Quand Netanyahou appelle à bloquer la CPI, les responsables américains s’empressent d’obtempérer

Auteur : Al Mayadeen (Liban) | Editeur : Walt | Mercredi, 01 Mai 2024 - 15h07

Des législateurs américains des deux partis menacent la Cour pénale internationale de mesures de rétorsion si elle s’acquitte de sa mission à l’encontre de responsables israéliens.

Le Premier ministre israélien Benjamin Netanyahou a demandé au président des États-Unis Joe Biden de veiller à ce que la Cour pénale internationale (CPI) n’émette pas de mandats d’arrêt à l’encontre de hauts fonctionnaires israéliens responsables de crimes de guerre dans la bande de Gaza, a déclaré Axios en citant deux responsables israéliens.

Les noms de Netanyahou, du ministre de la Sécurité Yoav Gallant et du chef d’état-major des forces d’occupation israéliennes Herzi Halevi auraient été cités comme étant suspectés de crimes de guerre que la CPI chercherait à poursuivre.

Selon Axios, Netanyahou a fait part de son inquiétude concernant les informations de plus en plus insistantes selon lesquelles des mandats d’arrêt pourraient être délivrés, lors d’un appel téléphonique avec Biden concernant les développements régionaux et l’accord d’échange de prisonniers avec la Résistance palestinienne.

La CPI s’est penchée sur les crimes de guerre commis en 2014 dans la bande de Gaza, mais elle n’a pris aucune décision punitive à l’encontre d’individus.

Un porte-parole du Conseil national de sécurité de la Maison Blanche a refusé de commenter le contenu de l’appel de Netanyahou avec Biden, mais a déclaré à Axios :

«Comme nous l’avons dit publiquement à plusieurs reprises, la CPI n’est pas compétente dans cette situation et nous ne soutenons pas son enquête».

Néanmoins, le mandat d’arrêt émis par la CPI à l’encontre du président russe Vladimir Poutine dans le cadre du conflit en Ukraine a obtenu le soutien des États-Unis et d’autres pays occidentaux.

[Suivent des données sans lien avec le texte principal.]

PR #205, opened 2019-02-13
Downgraded delete topics request/response to v0

stevevls:
This change makes the DeleteTopics function work with Kafka 0.10.0


stevevls:
Before the test was disabled for Kafka 0.10 (e.g. https://github.com/segmentio/kafka-go/pull/205/files#diff-f9df1a974544ddcc7ccada9d10f705a4L244).  The tests pass now, so we should be good.

PR #208, opened 2019-02-15
Adding MaxMessageBytes into the ProducerConfig

ShaneSaww:
This adds in the ability to send a batch of messages based on Max byte count. 
The idea from this is taken from the Java client settings of `max.request.size` which also is where the default comes from. This feels a  is a bit more natural/kafka life as topics will also a have max message size.


writer.go
```diff
@@ -132,11 +139,12 @@ type WriterStats struct {
...
-	WriteTime DurationStats `metric:"kafka.writer.write.seconds"`
-	WaitTime  DurationStats `metric:"kafka.writer.wait.seconds"`
-	Retries   SummaryStats  `metric:"kafka.writer.retries.count"`
-	BatchSize SummaryStats  `metric:"kafka.writer.batch.size"`
+	DialTime       DurationStats `metric:"kafka.writer.dial.seconds"`
+	WriteTime      DurationStats `metric:"kafka.writer.write.seconds"`
+	WaitTime       DurationStats `metric:"kafka.writer.wait.seconds"`
+	Retries        SummaryStats  `metric:"kafka.writer.retries.count"`
+	BatchSize      SummaryStats  `metric:"kafka.writer.batch.size"`
+	BatchSizeBytes SummaryStats  `metric:"kafka.writer.batch.size.bytes"`
```
achille-roussel:
```suggestion
	BatchBytes SummaryStats  `metric:"kafka.writer.batch.bytes"`
```
This would better follow the naming scheme of other metrics.

writer.go
```diff
@@ -73,6 +74,12 @@ type WriterConfig struct {
 	// The default is to use a target batch size of 100 messages.
 	BatchSize int
 
+	// Limit the maximum size of a request in bytes before being sent to
+	// a partition.
+	//
+	// The default is to use a kafka default value of 1048576.
+	MaxMessageBytes int
```
achille-roussel: Should this be called `BatchBytes` to fit the naming scheme of `BatchSize` and `BatchTimeout`?

writer.go
```diff
@@ -575,7 +599,9 @@ func (w *writer) run() {
 	var done bool
 	var batch = make([]Message, 0, w.batchSize)
 	var resch = make([](chan<- error), 0, w.batchSize)
+	var lstMsg *writerMessage
```
achille-roussel: Does this stand for `lastMsg`? Probably worth renaming because I initially read this as `listMsg`, which made it hard to understand what was happening.

Also can we not make it a pointer type? `writerMessage` is passed by value everywhere, it seems weird to have it be a pointer here.

ShaneSaww: Yeah, `lastMsg`. I'll update the name.
I'll see what I can about removing the pointer.

ShaneSaww:
@achille-roussel If an individual message is sent that's too large it will throw an error.  Inside of WriteMessage(https://github.com/segmentio/kafka-go/pull/208/files#diff-dc03dbc53655fac7a4c8d16b1b4144c1R297) 
This is a little strange as you could have a partial batch go through, but I think it's okay.

writer.go
```diff
@@ -275,6 +289,13 @@ func (w *Writer) WriteMessages(ctx context.Context, msgs ...Message) error {
 		}
 
 		for _, msg := range msgs {
+			if int(msg.message().size()) > w.config.MaxMessageBytes {
+				err := errors.New(fmt.Sprintf("The message is %d bytes "+
```
achille-roussel: Any reasons not to use `fmt.Errorf` here?

ShaneSaww: I don't think so, I'll update it.

ShaneSaww:
@achille-roussel For errors I think the latter case (don't return an error, just skip large messages) works fine.
The only thing I'm worried about is letting the caller know which, which means we could increment an error counter and log. 
Do you have any thoughts on returning an error if there is only a single record passed in?

writer.go
```diff
@@ -585,15 +611,30 @@ func (w *writer) run() {
...
+			resch = append(resch, lstMsg.res)
+			batchSizeBytes += int(lstMsg.msg.message().size())
+			lstMsg = nil
+		}
 		select {
 		case wm, ok := <-w.msgs:
 			if !ok {
 				done, mustFlush = true, true
 			} else {
+				if int(wm.msg.message().size())+batchSizeBytes > w.maxMessageBytes {
```
stevevls: This is out of scope, but do you happen to know how `maxMessageBytes` relates to compression?  Since this calculation is happening prior to compression, I'm wondering whether there's an opportunity to get better compression ratios by continuing to add to the batch until the *compressed* payload is nearing `maxMessageBytes`.

writer_test.go
```diff
@@ -30,6 +31,18 @@ func TestWriter(t *testing.T) {
 			scenario: "running out of max attempts should return an error",
 			function: testWriterMaxAttemptsErr,
 		},
+		{
+			scenario: "writing a message larger then the max bytes should return an error",
+			function: testWriterMaxBytes,
+		},
+		{
+			scenario: "writing a batch of message based on batch byte size",
+			function: testWrtierBatchBytes,
```
stevevls: Nit: typo

writer_test.go
```diff
@@ -30,6 +31,18 @@ func TestWriter(t *testing.T) {
...
+		},
+		{
+			scenario: "writing a batch of messages",
+			function: testWrtierBatchSize,
```
stevevls: Nit: typo
```suggestion
			function: testWriterBatchSize,
```

writer_test.go
```diff
@@ -151,6 +164,37 @@ func testWriterMaxAttemptsErr(t *testing.T) {
 	}
 }
 
+func testWriterMaxBytes(t *testing.T) {
```
stevevls: Let's use a context with a timeout instead of `context.Background`.  That will defend against cases where the `WriteMessages` call may hang.

Also, it would be great if you could `createTopic` instead of using constant topic names to ensure that we always start from a clean slate.  That's more of import for folks testing locally than for CI.

writer_test.go
```diff
@@ -189,3 +233,101 @@ func readPartition(topic string, partition int, offset int64) (msgs []Message, e
 		msgs = append(msgs, msg)
 	}
 }
+
+func testWrtierBatchBytes(t *testing.T) {
```
stevevls: I feel like we're missing a condition here.  We're ensuring that the two messages are sent in a batch, but I'd also like to see the case where they're written in two separate requests (e.g. if `MaxMessageBytes` were set to `47` so that we cover the `lastMsg != nil` condition).

writer.go
ShaneSaww: Yeah, this is a great question. 
All the batching is done before compression so it doens't related. So we are erring on the side of being conservative with the batch size.  
There is an opportunity here to get better compression, but we would need to do some re-working on where do the compression as currently it's done in the `write` and done to the entire batch. 

I think this is something to fix, but I would want to get this PR done first before getting after that.  

related: https://issues.apache.org/jira/browse/KAFKA-4169

stevevls: Cool.  Thanks for digging that Kafka ticket up.  I agree that it's a much bigger change that's out of scope for this PR.

writer_test.go
ShaneSaww: Great ideas!

writer_test.go
ShaneSaww: Case added!

ShaneSaww:
@achille-roussel Just pushed up a change that skips messages inside of WriteMessages. I had to add an extra var to ensure that we don't wait on those skipped messages to pass something back on the `res` chan. It feels a little strange.

stevevls:
I think the code reads okay, but if I'm understanding correctly, the contract of this function just got scary because now we can drop messages without any indication to the caller that it happened.

My thoughts are that the `Writer` is a higher-level abstraction, so there's no reason why one call to `Writer. WriteMessages` must correspond to exactly one produce request.  I'd prefer that we break up the messages slice into chunks of `maxMessageBytes` or less and call produce multiple times.  This is in contrast to the low-level code in `Conn.WriteMessages`, which *must* map to exactly one produce request.  What do you think @achille-roussel?

ShaneSaww:
@stevevls I'm not sure that I'm following. 
Are you talking about moving the logic for checking how large a batch is into the `WriteMessages` func?

>. I'd prefer that we break up the messages slice into chunks of maxMessageBytes or less and call produce multiple times
isn't that what's happening in the writer `run` func now?

stevevls:
@ShaneSaww Sorry...I was reading the function incorrectly.  Please disregard!  I still am concerned that the large message gets dropped w/out returning an error, though.  Any chance we could surface it to the caller so that they can decide how to proceed?

ShaneSaww:
@stevevls Yeah. I'm happy to have it return an error instead of just log. 
The question that arises there is what happens if you hand a batch of messages into the Write and only 1 is too large.

stevevls:
Talked with @achille-roussel, and here's what we're thinking.  It's possible that a client has the expectation that the messages are published in order to a partition--we actually have one such producer in house.  Taking that into account, the safest behavior would be to stop producing with an error when we hit a message that's too large.  This feels like the safest course of action, plus it won't change the current behavior of kafka-go.  In general, we think that a producer creating messages that are too large is a buggy producer and shouldn't be left unchecked.

That said, we also should make it possible for a sophisticated user to recover and continue.  A special error type would come in handy here.  It could carry with it the message (or messages) that are too large and any remaining unpublished messages.  The caller could then look for this error and react accordingly.  What do you think?

ShaneSaww:
@stevevls That makes sense, and it makes the WriteMessages func have less changes overall. 
I like the idea of a custom error type, but I'm not sure on how we would return the messages that are too large, without changing the return of `WriteMessages` or you do something strange with the Error interface.

stevevls:
My initial thought was to have a custom error type that looks something like:
```
type MessageTooLargeError struct {
	Message   Message
	Remaining []Message
}

func (e MessageTooLargeError) Error() string {
	return MessageSizeTooLarge.Error()
}
```
The downside, though, is that it wouldn't be comparable with the existing `MessageSizeTooLarge`, so we would be changing behavior of the API in a subtle and non b/w compatible way.  @achille-roussel What do you think?

achille-roussel:
The custom error type sounds great to me 👍 I think aiming for non-breaking changes, especially for error handling is the right approach.

stevevls:
@ShaneSaww This PR has been inactive for a bit.  Did you still want to try to land it?

ShaneSaww:
Yeah, I do. I'll try to push something up soon.

ShaneSaww:
@achille-roussel @stevevls PR updated to include the new ErrorType.

writer.go
```diff
@@ -274,7 +287,15 @@ func (w *Writer) WriteMessages(ctx context.Context, msgs ...Message) error {
 			return io.ErrClosedPipe
 		}
 
-		for _, msg := range msgs {
+		for i, msg := range msgs {
+			if int(msg.message().size()) > w.config.BatchBytes {
+				err := MessageTooLargeError{
+					Message: msg,
+					Remaining: msgs[i:],
```
stevevls:
```suggestion
					Remaining: msgs[i+1:],
```
I would expect to see `Remaining` contain the messages in the slice _after_ the message that's too large.  That way, I could feed them back into write.  WDYT?

writer_test.go
```diff
@@ -151,6 +168,38 @@ func testWriterMaxAttemptsErr(t *testing.T) {
...
+	}
+
+	if err := w.WriteMessages(context.Background(), Message{
+		Value: []byte("Hello World!"),
+	}); err == nil {
+		t.Error("expected error")
+		return
+	} else if err != nil {
+		switch err.(type) {
+		case MessageTooLargeError:
```
stevevls: I would love to see assertions for the `Message` and `Remaining` fields of the error.

writer.go
ShaneSaww: 👍 I agree. I'll make that change.

ShaneSaww:
@stevevls Tests and writer error updated.

stevevls:
Thanks @ShaneSaww.  Merging this! 😄

PR #209, opened 2019-02-15
Retrieve controller

rjenkins:
This PR is in reference to the feedback on the inactive PR https://github.com/segmentio/kafka-go/pull/153. Here we're changing the name of the func to `Controller` and returning a `Broker` as requested.


stevevls:
Any chance you could slap a unit test on that?

PR #213, opened 2019-02-21
Fix bug in readNewBytes so it doesn't attempt to read beyond sz

stevevls:


stevevls:
Test failures are our favorite racy reader stats test.  Unrelated to the PR. 😿

PR #214, opened 2019-02-21
Workaround for racy testReaderStats test

stevevls:
This makes me sad, but it will make me far less sad in the long term than seeing builds fail all the time. 😹


stevevls:
@achille-roussel I love the "keep running it until it passes" idea. 😹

Plus tôt, le porte-parole adjoint du département d’État américain, Vedant Patel, a déclaré aux journalistes que les actions militaires israéliennes à Gaza n’étaient pas comparables aux opérations russes en Ukraine. Interrogé sur la raison pour laquelle les États-Unis s’opposent à une éventuelle action en justice de la CPI contre des responsables israéliens, mais soutenaient une action de la CPI contre la Russie, Patel a déclaré :

«Il n’y a pas d’équivalence morale entre ce que nous voyons entreprendre [par le président russe Vladimir Poutine] et le gouvernement israélien».

Il a ajouté que les États-Unis estiment que la CPI n’est pas compétente pour juger la situation palestinienne. Patel a souligné que les États-Unis ne sont pas signataires du traité qui a institué la CPI.

Des membres du Congrès des partis démocrate et républicain mettent en garde la CPI contre l’émission de mandats d’arrêt à l’encontre de hauts responsables israéliens, a rapporté Axios ultérieurement.

Alors que la situation continue de se dégrader, les législateurs américains auraient menacé la CPI de représailles si elle engageait des poursuites judiciaires contre des responsables israéliens.

La position israélienne sur la question a été adoptée par de nombreux législateurs, dont le président de la Chambre des représentants, Mike Johnson, qui a qualifié les mandats signalés de «scandaleux» et «contraires à la loi».

Johnson a demandé à l’administration Biden «d’exiger immédiatement et sans équivoque que la CPI cesse ses activités» et «d’utiliser tous les outils disponibles pour empêcher une telle abomination».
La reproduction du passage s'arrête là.